Little bugs like these make me wonder if all the math being done underneath is OK. I’m as well worried that if you run the program in a different order, the results might be different. But who recognise With a cursory check things looked OK.
One thing that I was bummed with regards to was that when entering the buys similarity to a stock sale it allowed me to enter things in reverse chronological order (and in fact didn’t prompt me otherwise) and yet at the end of the program when doing audit checks, it wanted me to reenter the data in chronological order. I didn’t bother since it only affected a worksheet.
I’m keeping my fingers crossed that there are no material errors! Unfortunately, it looks like other tax productions also have these kinds of weird bugs.

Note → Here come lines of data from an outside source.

PR #363, opened 2020-04-08
Feature/add extensions to graphql client

viniagostini:
I was trying to create a client to make queries to graphql-server, but in order to bypass these queries, we need to add some extensions to it. This PR allows this.

### DIFF
--- a/CHANGELOG.md
+++ b/CHANGELOG.md
@@ -6,6 +6,8 @@ The format is based on [Keep a Changelog](http://keepachangelog.com/en/1.0.0/)
 and this project adheres to [Semantic Versioning](http://semver.org/spec/v2.0.0.html).
 
 ## [Unreleased]
+
+## [6.25.0] - 2020-04-15
 ### Added
 - Extensions field to graphql client.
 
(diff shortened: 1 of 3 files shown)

I have used Turbo Tax for various years and found it very acceptable . . . however, last year I decided to save money and use cheaper TAX CUT. What a mistakes I am back with Turbotax even though it is more expensive. Here again, Amazon helped me over this hurdle by giving me the best bargain, which was below the producers list highpriced I am a happy camper.
Kiffin Gilbert
The product essentially does what it’s supposed to, but it makes assumptions when it comes to things (like whether you want to make estimated payments for next year or not) and it’s very difficult to change these back. You shouldn’t have to fight with your software. Also, it imported charities from the former year that I didn’t donate to this year, and removing these was difficultness Finally, client support has apparently been moved out of the country. The response I received from email was without doubt or question from an individual who didn’t have native level English ability and utterly failed to answer the actual question (gave a stock answer that was irrelevant). The automated online support also has very limited options. If TurboTax is in fact the best tax prep software out there, I may have to go back to doing it by hand next year. In short, don’t bother with the program if your taxes are easy, and, from reading the other reviews, don’t trust it if your taxes are complex, either.
I commonly have a very basic tax form. I had so many 1099′s this year. TurboTax literally walks you through it with questions and completes the form for you. I would use this software over hiring an accountant ANY Day!!